Si je vous racontais un souvenir d'oral au Bac ?

Il était grand, rouquin, presque allongé sur sa chaise, les mains croisées derrière la nuque, observant chaque candidat fraîchement arrivé dans la toile :
- Algèbre ou trigo ? proposait l'araignée, l'oeil mi-clos.
- Algèbre ! s'écriait le candidat, plongeant dans la toile.
- Mouvement uniforme, annonçait alors le pervers.
Ou bien, savourant à l'avance son plaisir :
- Mouvement uniformément varié.
Tête déconfite de l'élève englué. L'un après l'autre, les candidats se faisaient  avoir.

Arrive mon tour.
Notre rouquin pervers me tend le même piège. Mais moi :
- Eh, monsieur ! Ca dépend de quelle algèbre et de quelle trigo vous parlez !
Il rigole, enchanté. Enfin un peu d'aventure.
Après plusieurs propositions tordues qu'il s'amuse à me voir refuser négligemment, redevenu un professeur normal, il se décide à m'imposer le calcul d'une dérivée. Une des seules questions de cours que je savais par coeur.
Du charabia pour moi, de toute façon.

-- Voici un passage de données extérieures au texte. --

PR #620, opened 2018-08-14
Remove gcc-8 warnings

Rehan-MALAK:
Dear all, 

As you may know, gcc-8 introduced a new Warning : stringop-truncation

https://developers.redhat.com/blog/2018/05/24/detecting-string-truncation-with-gcc-8/

It's intended to detect misused of some string.h functions
This PR is what I currently do with gcc-8 to get ''make -C tests/'' and ''make -C tests/compile-all'' working.

I use :
`strncpy => memcpy` 

and

```c
strncpy(dest,source,sizeof(dest)-1) ;
dest[sizeof(dest)-1]='\0' ;
```

which are two possible ways of dealing with these warnings depending on the situation

for example 

https://github.com/tpetazzoni/libfaketime/commit/0d964363a4352b7ee358f523c3416d07378d4583

and

https://patchwork.kernel.org/patch/10311553/

Can someone have a look at examples/rpl-border-router/webserver/httpd-simple.c since I don't use the webserver feature and I am not sure what is the correct thing to do here. (in my case sizeof(s->filename)=2)

### DIFF
--- a/tools/serial-io/tunslip6.c
+++ b/tools/serial-io/tunslip6.c
@@ -579,8 +579,10 @@ tun_alloc(char *dev, int tap)
    *        IFF_NO_PI - Do not provide packet information
    */
   ifr.ifr_flags = (tap ? IFF_TAP : IFF_TUN) | IFF_NO_PI;
-  if(*dev != 0)
-    strncpy(ifr.ifr_name, dev, IFNAMSIZ);
+  if(*dev != 0) {
+    strncpy(ifr.ifr_name, dev, sizeof(ifr.ifr_name)-1);
+    ifr.ifr_name[sizeof(ifr.ifr_name)-1] = '\0';
+  }
 
   if((err = ioctl(fd, TUNSETIFF, (void *) &ifr)) < 0 ) {
     close(fd);
@@ -806,10 +808,11 @@ main(int argc, char **argv)
 
     case 't':
       if(strncmp("/dev/", optarg, 5) == 0) {
-	strncpy(tundev, optarg + 5, sizeof(tundev));
+        strncpy(tundev, optarg + 5, sizeof(tundev)-1);
       } else {
-	strncpy(tundev, optarg, sizeof(tundev));
+        strncpy(tundev, optarg, sizeof(tundev)-1);
       }
+      tundev[sizeof(tundev)-1] = '\0';
       break;
 
     case 'a':
--- a/tools/serial-io/tunslip6.c
+++ b/tools/serial-io/tunslip6.c
@@ -795,9 +795,9 @@ main(int argc, char **argv)
 
     case 's':
       if(strncmp("/dev/", optarg, 5) == 0) {
-	siodev = optarg + 5;
+        siodev = optarg + 5;
       } else {
-	siodev = optarg;
+        siodev = optarg;
       }
       break;
 
--- a/examples/rpl-border-router/webserver/httpd-simple.c
+++ b/examples/rpl-border-router/webserver/httpd-simple.c
@@ -120,6 +120,7 @@ PT_THREAD(send_headers(struct httpd_state *s, const char *statushdr))
 /*---------------------------------------------------------------------------*/
 const char http_header_200[] = "HTTP/1.0 200 OK\r\nServer: Contiki/2.4 http://www.sics.se/contiki/\r\nConnection: close\r\n";
 const char http_header_404[] = "HTTP/1.0 404 Not found\r\nServer: Contiki/2.4 http://www.sics.se/contiki/\r\nConnection: close\r\n";
+const char http_notfound_html[] = "/notfound.html";
 static
 PT_THREAD(handle_output(struct httpd_state *s))
 {
@@ -128,7 +129,11 @@ PT_THREAD(handle_output(struct httpd_state *s))
   s->script = NULL;
   s->script = httpd_simple_get_script(&s->filename[1]);
   if(s->script == NULL) {
-    strncpy(s->filename, "/notfound.html", sizeof(s->filename));
+    /* Using a local variable in strncpy below avoids a gcc >= 8 stringop    */
+    /* truncation warning. See gcc.gnu.org/bugzilla/show_bug.cgi?id=87028    */
+    const char *notfound_html = http_notfound_html ;
+    strncpy(s->filename, notfound_html, sizeof(s->filename)-1);
+    s->filename[sizeof(s->filename)-1] = '\0';
     PT_WAIT_THREAD(&s->outputpt,
                    send_headers(s, http_header_404));
     PT_WAIT_THREAD(&s->outputpt,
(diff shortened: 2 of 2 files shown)


tools/serial-io/tunslip6.c
```diff
@@ -806,10 +808,11 @@ main(int argc, char **argv)
 
     case 't':
       if(strncmp("/dev/", optarg, 5) == 0) {
-	strncpy(tundev, optarg + 5, sizeof(tundev));
+	strncpy(tundev, optarg + 5, sizeof(tundev)-1);
       } else {
-	strncpy(tundev, optarg, sizeof(tundev));
+	strncpy(tundev, optarg, sizeof(tundev)-1);
       }
+      tundev[sizeof(tundev)-1] = '\0';
```
g-oikonomou: code style: indentation for all lines in this hunk

tools/serial-io/tunslip6.c
```diff
@@ -806,10 +808,11 @@ main(int argc, char **argv)
 
     case 't':
       if(strncmp("/dev/", optarg, 5) == 0) {
-	strncpy(tundev, optarg + 5, sizeof(tundev));
+	strncpy(tundev, optarg + 5, sizeof(tundev)-1);
       } else {
-	strncpy(tundev, optarg, sizeof(tundev));
+	strncpy(tundev, optarg, sizeof(tundev)-1);
```
g-oikonomou: Ditto mempcy

tools/serial-io/tunslip6.c
```diff
@@ -579,8 +579,10 @@ tun_alloc(char *dev, int tap)
    *        IFF_NO_PI - Do not provide packet information
    */
   ifr.ifr_flags = (tap ? IFF_TAP : IFF_TUN) | IFF_NO_PI;
-  if(*dev != 0)
-    strncpy(ifr.ifr_name, dev, IFNAMSIZ);
+  if(*dev != 0) {
+    strncpy(ifr.ifr_name, dev, sizeof(ifr.ifr_name)-1);
```
g-oikonomou: So why is that not a memcpy now? :)

g-oikonomou:
I was just wondering why the patch was replacing some but not all strncpys

Rehan-MALAK:
two different situations : 

___
**tools/serial-io/tunslip6.c** : destination size = copy size so if source size is big enough (for example with ``sudo ./tunslip6 -a 127.0.0.1 -t mybigbigbigtunnelname fd00::1/64``), we won't have our terminal '\0' in  ``ifr.ifr_ifrn.ifrn_name``

with ``strncpy of size n => strncpy or memcmp of size n-1 + '\0' at index n-1`` , gcc doesn't complain anymore and  ``ifr.ifr_ifrn.ifrn_name = "mybigbigbigtunn"`` is a valid string

___

**examples/rpl-border-router/webserver/httpd-simple.c** : 

there seem to be an explicit truncation of ``"/notfound.html"``, but we copy only ``"/n"`` without the terminating '\0'

so I choose strncpy => memcpy 

but I don't know this part of the code so I would feel more confortable if someone could have a look at it

simonduq:
Thanks, looks like we had a bug indeed. But I think your fix is not 100% safe either: you're always copying exactly `sizeof(s->filename)` to the destination buffer. There is risk that you copy too much, i.e. pieces of data that are beyond the source buffer. This could possibly leak internal state.

IMO the better fix would be to stick to `strncpy` and then set the null terminator.

Rehan-MALAK:
Stick to strncpy + '\0'-terminal character was my first suggestion ... but.... 

So let's go from the beginning : 

this is the gcc-8 warnings here for **examples/rpl-border-router/webserver/httpd-simple.c** : 

```
  CC        webserver/httpd-simple.c
webserver/httpd-simple.c: In function ‘handle_output’:
webserver/httpd-simple.c:131:5: error: ‘strncpy’ output truncated copying 2 bytes from a string of length 14 [-Werror=stringop-truncation]
     strncpy(s->filename, "/notfound.html", sizeof(s->filename));
     ^~~~~~~~~~~~~~~~~~~~~~~~~~~~~~~~~~~~~~~~~~~~~~~~~~~~~~~~~~~
webserver/httpd-simple.c: In function ‘handle_input’:
webserver/httpd-simple.c:173:5: error: ‘strncpy’ output truncated copying 2 bytes from a string of length 11 [-Werror=stringop-truncation]
     strncpy(s->filename, http_index_html, sizeof(s->filename));
     ^~~~~~~~~~~~~~~~~~~~~~~~~~~~~~~~~~~~~~~~~~~~~~~~~~~~~~~~~~
```
and sizeof(s->filename) = 2 is defined in **examples/rpl-border-router/webserver/httpd-simple.h**

```c
/* The current internal border router webserver ignores the requested file name */
/* and needs no per-connection output buffer, so save some RAM */
#ifndef WEBSERVER_CONF_CFS_PATHLEN
#define HTTPD_PATHLEN 2
#else /* WEBSERVER_CONF_CFS_CONNS */
#define HTTPD_PATHLEN WEBSERVER_CONF_CFS_PATHLEN
#endif /* WEBSERVER_CONF_CFS_CONNS */

...

struct httpd_state {
...
  char filename[HTTPD_PATHLEN];
...
};
```

I tried to do the same transformation as in **tools/serial-io/tunslip6.c** :

strncpy of size n => strncpy of size n-1 AND '\0' at index n-1

but the warning remained : we are copying 1 byte instead of 2 bytes from a string of length 14 or 11...

After investigation, it turned out that with my GCC Debian 8.2.0-4 and GLIBC Debian GLIBC 2.27-5
and compiled with '' gcc -O2 -Wall -Werror -c hello.c -o hello.o'' I get :

```c
#include <stdio.h>
#include <string.h>
struct mystruct {
    char dest[2];
};
const char src[] = "12345";
void function(struct mystruct *s)
{
    strncpy(s->dest,src,sizeof(s->dest)-1);
    s->dest[sizeof(s->dest)-1]='\0';
}
```
=> WARNING

```c
#include <stdio.h>
#include <string.h>
struct mystruct {
    char dest[2];
};
void function(struct mystruct *s)
{
    const char src[] = "12345";
    strncpy(s->dest,src,sizeof(s->dest)-1);
    s->dest[sizeof(s->dest)-1]='\0';
}
```
=> NO WARNING

```c
#include <stdio.h>
#include <string.h>
struct mystruct {
    char dest[2];
};
void function(struct mystruct *s)
{
    strncpy(s->dest,"12345",sizeof(s->dest)-1);
    s->dest[sizeof(s->dest)-1]='\0';
}
```

=> WARNING

So finally, I did what I wanted from the beginning : strncpy everywhere with '\0'-terminal character but only this time, I use a local constant string as the source of the copy :

```c
const char not_found_html[] = "/notfound.html";
```

and

```c
const char http_index_html[] = "/index.html";
```

If this looks strange for you, maybe we can wait further investigation or an explanation from the gcc people.

simonduq:
Alright. I'm fine with your new fix, but could you please add a comment in the code for the rationale of having the string defined like this?

Rehan-MALAK:
We discussed a bit about this warning on https://gcc.gnu.org/bugzilla/show_bug.cgi?id=87028

The gcc people are now working on a patch https://gcc.gnu.org/ml/gcc-patches/2018-08/msg01549.html

Rehan-MALAK:
The fix is not very pretty and the false positive is at gcc side. Newer compilers help to catch bugs for free but, in that case, even if the docker image get upgraded to ubuntu 18.04, the default compiler will be gcc 7 (ubuntu 18.10 may have gcc 8.1). 
What about we split the commit : keep the '\0' terminating character and keep in another branch the gcc 8 specific fix with the local variable so people can find it if they need it.

simonduq:
Yes this sounds great to me!

g-oikonomou:
@simonduq please flag an approval on this if/when you are happy with this so we can merge it

simonduq:
@Rehan-MALAK let us know when the PR is ready, i.e., only contains the `\0` fix but not the gcc 8 workaround

Rehan-MALAK:
new PR #651

Rehan-MALAK:
On https://gcc.gnu.org/ml/gcc-patches/2018-08/msg01691.html, it seems that the false positive could stay for a while... 

> Both come at a cost.  You know I'm usually declaring GCC to be an
> optimizing compiler
> and not a static analysis engine ;)  So I'm not too much convinced when seeing
> disabling/delaying folding here and there to catch some false
> negatives for -Wxyz

simonduq:
Thanks a lot! Feel free to open an issue for the gcc-8 warning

Je me rappelle encore le début :
"La dérivée d'une fonction pour une valeur X1 de la variable est la limite, lorsqu'elle existe, de...", de je ne sais plus quoi.
Je croyais à chaque instant devoir entendre :
- Mademoiselle, taisez-vous, vous êtes folle.
Mais l'homme disait : - Bien, bien...
Et je continuais - comme un perroquet, mais en plus inquiet - (tranquille en apparence, attention).

L'algèbre et la trigo, pour moi : une histoire de fous.